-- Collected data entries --

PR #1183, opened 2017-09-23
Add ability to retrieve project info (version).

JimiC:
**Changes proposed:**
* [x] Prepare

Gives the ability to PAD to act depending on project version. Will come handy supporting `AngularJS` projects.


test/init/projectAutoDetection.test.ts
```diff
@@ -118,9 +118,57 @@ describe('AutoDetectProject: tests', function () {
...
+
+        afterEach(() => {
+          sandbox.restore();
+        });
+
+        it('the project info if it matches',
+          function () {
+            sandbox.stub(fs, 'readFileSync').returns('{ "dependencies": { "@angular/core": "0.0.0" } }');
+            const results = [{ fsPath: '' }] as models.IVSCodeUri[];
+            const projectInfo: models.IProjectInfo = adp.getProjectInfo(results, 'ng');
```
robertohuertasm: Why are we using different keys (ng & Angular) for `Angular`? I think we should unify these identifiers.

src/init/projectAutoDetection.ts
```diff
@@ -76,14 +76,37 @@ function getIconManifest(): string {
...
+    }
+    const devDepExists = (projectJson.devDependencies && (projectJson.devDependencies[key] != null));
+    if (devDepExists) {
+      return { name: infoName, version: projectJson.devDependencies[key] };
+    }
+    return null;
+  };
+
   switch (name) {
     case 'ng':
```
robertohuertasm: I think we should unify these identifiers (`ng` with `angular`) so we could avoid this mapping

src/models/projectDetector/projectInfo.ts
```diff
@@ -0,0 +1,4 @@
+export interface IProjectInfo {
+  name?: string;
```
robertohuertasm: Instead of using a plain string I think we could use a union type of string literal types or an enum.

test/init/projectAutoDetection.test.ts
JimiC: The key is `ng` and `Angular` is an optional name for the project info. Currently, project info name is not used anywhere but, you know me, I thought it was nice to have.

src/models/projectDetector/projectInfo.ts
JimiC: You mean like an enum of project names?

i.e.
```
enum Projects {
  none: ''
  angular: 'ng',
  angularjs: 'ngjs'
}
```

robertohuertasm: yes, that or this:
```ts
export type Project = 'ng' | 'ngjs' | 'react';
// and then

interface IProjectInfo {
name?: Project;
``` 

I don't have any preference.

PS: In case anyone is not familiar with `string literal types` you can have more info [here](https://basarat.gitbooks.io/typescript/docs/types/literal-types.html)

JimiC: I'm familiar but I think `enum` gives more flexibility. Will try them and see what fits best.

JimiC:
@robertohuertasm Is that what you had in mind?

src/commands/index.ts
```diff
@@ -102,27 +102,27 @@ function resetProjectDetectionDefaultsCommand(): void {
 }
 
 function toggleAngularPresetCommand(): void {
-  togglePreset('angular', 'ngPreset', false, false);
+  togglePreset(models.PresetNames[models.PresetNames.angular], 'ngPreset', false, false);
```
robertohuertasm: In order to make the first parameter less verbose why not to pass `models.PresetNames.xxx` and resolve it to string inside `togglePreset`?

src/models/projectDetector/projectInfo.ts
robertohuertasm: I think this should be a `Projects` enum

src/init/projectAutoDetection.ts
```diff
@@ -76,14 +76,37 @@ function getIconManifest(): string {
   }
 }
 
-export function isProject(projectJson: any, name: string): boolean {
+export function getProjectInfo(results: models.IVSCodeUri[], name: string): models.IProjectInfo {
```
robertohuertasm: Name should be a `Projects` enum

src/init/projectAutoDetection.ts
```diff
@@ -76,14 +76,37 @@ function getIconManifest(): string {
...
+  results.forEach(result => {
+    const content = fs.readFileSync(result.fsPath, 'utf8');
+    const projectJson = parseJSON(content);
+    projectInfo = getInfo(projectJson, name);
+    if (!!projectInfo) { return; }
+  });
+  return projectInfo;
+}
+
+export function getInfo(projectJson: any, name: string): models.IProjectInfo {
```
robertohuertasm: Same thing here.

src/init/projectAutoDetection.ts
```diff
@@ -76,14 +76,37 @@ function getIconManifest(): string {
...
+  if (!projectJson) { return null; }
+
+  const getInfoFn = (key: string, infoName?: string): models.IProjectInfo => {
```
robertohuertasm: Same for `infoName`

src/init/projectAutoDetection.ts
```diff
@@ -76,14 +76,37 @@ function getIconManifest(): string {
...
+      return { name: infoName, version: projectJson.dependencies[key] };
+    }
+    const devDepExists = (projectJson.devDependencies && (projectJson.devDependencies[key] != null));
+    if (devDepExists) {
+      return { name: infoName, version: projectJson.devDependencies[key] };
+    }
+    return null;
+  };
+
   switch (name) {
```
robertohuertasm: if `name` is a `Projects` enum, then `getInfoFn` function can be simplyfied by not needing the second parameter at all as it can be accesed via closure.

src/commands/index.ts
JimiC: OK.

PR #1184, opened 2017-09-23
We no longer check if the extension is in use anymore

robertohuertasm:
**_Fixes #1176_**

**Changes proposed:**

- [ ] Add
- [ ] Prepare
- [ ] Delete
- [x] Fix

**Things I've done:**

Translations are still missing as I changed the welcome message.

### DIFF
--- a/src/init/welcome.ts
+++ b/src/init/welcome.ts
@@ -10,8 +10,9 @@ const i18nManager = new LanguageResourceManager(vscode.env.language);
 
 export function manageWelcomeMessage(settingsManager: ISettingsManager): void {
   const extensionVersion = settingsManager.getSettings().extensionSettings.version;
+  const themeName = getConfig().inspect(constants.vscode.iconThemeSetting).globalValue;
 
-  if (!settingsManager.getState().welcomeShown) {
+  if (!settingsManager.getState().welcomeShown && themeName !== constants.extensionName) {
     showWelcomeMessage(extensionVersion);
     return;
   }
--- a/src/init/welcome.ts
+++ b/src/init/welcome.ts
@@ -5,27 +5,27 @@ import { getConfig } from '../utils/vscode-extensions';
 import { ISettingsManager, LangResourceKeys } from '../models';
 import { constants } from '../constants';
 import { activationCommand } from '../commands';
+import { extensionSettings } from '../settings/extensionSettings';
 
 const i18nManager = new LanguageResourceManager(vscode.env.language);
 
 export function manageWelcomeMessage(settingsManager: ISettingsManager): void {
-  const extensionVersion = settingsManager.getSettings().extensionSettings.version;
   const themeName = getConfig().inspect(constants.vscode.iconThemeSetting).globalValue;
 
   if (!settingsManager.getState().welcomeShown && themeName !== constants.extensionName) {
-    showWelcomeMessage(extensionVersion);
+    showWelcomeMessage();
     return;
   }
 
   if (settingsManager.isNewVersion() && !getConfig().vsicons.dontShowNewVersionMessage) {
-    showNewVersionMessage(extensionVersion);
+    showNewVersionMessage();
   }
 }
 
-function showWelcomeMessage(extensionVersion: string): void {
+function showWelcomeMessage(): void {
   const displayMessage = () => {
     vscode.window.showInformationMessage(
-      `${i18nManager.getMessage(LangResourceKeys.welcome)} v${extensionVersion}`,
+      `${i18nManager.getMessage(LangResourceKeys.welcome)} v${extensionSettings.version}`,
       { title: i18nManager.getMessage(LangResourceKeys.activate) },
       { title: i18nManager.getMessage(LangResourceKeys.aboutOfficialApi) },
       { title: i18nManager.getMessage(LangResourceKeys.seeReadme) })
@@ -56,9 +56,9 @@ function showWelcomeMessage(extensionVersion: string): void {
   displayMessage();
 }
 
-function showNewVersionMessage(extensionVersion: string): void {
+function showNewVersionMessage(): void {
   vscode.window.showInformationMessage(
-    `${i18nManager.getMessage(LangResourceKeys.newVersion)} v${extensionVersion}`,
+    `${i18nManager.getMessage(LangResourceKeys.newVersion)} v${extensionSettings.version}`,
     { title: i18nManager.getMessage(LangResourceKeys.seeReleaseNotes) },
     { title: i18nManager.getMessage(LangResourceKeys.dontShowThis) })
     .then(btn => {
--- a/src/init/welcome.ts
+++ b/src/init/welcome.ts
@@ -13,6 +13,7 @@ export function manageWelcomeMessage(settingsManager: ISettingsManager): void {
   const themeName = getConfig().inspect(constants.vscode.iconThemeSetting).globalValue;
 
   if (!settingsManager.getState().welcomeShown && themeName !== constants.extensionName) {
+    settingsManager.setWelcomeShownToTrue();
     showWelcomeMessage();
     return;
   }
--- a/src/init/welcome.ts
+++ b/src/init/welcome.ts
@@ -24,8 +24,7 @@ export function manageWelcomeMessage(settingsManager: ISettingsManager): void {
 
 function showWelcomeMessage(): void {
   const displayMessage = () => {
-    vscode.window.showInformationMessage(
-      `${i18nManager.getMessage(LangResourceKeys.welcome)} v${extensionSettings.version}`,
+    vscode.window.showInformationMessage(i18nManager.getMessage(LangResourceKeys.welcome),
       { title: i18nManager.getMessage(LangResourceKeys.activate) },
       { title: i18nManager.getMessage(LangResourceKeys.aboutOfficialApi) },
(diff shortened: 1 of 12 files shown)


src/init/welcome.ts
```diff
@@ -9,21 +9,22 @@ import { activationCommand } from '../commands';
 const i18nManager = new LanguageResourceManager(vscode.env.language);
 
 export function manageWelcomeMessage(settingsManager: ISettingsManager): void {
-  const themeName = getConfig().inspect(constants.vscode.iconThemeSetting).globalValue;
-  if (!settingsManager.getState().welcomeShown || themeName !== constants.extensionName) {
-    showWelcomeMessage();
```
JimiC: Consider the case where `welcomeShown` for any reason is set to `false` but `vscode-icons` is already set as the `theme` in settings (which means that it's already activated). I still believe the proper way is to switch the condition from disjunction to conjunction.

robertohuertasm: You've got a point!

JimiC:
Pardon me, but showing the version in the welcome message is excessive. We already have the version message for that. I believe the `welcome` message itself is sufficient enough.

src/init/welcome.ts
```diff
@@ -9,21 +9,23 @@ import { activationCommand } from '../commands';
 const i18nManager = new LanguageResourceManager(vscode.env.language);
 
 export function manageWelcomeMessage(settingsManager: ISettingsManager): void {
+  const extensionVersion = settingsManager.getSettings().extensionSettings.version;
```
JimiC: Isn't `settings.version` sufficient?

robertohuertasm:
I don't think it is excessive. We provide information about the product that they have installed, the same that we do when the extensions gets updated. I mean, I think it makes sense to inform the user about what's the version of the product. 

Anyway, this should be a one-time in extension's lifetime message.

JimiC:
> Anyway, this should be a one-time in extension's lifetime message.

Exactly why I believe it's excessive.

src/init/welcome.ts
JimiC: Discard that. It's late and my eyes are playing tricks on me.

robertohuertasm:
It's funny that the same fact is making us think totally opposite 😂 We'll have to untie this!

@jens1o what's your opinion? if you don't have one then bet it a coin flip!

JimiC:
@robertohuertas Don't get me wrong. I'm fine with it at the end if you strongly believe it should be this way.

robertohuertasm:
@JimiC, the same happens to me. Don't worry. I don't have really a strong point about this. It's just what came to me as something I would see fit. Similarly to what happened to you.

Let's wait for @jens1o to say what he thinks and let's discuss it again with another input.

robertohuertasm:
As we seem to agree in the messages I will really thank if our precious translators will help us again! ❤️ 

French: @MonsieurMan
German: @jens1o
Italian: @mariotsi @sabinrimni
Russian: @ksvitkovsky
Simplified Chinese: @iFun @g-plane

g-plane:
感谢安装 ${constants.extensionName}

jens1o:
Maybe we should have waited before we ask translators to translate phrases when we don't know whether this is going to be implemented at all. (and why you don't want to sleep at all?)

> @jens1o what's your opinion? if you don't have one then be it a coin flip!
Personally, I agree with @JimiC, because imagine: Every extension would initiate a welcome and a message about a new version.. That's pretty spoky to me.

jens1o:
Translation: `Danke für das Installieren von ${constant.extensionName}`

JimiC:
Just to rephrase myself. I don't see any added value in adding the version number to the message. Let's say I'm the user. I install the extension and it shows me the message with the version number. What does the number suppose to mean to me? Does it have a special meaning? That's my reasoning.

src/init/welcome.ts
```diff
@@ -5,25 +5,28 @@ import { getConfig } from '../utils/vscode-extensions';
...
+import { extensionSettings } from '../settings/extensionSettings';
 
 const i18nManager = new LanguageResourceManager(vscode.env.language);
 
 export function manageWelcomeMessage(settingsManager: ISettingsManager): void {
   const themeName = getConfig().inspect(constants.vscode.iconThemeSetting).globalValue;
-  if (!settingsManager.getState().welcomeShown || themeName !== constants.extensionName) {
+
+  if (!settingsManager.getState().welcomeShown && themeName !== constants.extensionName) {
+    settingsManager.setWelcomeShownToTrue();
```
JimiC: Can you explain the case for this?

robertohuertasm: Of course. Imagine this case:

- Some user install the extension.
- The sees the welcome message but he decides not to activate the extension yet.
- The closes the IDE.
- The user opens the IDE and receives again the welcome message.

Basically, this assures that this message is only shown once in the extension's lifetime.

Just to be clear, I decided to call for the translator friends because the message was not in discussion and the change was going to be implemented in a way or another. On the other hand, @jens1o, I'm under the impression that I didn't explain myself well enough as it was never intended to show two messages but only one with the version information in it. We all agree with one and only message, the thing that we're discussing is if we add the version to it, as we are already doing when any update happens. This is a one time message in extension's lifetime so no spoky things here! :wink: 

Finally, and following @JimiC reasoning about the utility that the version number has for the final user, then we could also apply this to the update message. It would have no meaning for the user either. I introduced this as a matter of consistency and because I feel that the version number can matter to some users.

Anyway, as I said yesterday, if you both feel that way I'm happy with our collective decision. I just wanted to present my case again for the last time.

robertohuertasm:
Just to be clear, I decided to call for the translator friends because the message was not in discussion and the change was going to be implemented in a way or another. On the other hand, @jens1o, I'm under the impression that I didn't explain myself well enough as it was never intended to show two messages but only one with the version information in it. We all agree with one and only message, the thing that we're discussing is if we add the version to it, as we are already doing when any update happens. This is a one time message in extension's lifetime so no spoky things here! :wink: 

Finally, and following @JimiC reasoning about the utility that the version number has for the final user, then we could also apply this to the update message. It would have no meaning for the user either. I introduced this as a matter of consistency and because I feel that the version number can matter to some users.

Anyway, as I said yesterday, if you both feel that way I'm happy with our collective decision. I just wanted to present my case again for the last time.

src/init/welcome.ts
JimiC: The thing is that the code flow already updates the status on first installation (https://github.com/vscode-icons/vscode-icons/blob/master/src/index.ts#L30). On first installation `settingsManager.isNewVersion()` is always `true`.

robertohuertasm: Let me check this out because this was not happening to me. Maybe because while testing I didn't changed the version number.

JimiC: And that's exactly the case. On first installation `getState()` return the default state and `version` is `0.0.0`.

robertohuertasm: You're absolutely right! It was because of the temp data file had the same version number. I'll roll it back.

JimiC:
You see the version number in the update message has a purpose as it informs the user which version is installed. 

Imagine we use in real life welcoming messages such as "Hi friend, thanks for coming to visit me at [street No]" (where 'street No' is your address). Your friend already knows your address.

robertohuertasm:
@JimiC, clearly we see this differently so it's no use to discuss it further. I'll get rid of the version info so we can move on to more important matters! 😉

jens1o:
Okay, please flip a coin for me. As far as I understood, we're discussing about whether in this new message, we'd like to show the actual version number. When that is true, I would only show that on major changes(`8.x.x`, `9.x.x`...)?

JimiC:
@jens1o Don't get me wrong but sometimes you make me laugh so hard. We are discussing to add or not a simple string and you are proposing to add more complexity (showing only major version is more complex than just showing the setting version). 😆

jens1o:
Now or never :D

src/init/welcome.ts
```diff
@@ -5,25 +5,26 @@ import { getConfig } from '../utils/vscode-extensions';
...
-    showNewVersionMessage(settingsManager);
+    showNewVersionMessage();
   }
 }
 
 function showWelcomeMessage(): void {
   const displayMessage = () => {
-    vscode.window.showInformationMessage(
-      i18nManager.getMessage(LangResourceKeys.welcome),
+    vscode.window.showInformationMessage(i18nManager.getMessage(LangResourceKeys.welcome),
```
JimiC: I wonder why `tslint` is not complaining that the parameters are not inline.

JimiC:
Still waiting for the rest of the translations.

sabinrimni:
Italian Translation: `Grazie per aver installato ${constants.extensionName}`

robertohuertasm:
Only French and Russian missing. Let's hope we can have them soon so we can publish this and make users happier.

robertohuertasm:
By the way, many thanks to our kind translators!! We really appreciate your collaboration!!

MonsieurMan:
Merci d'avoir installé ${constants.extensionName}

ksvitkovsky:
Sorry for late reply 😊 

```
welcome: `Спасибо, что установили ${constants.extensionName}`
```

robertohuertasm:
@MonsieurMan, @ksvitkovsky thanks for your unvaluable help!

-- TASK --
The lines to return are those in the entries above that include "togglePreset".

-- FINISHED EXERCISE --
-  togglePreset('angular', 'ngPreset', false, false);
+  togglePreset(models.PresetNames[models.PresetNames.angular], 'ngPreset', false, false);
robertohuertasm: In order to make the first parameter less verbose why not to pass `models.PresetNames.xxx` and resolve it to string inside `togglePreset`?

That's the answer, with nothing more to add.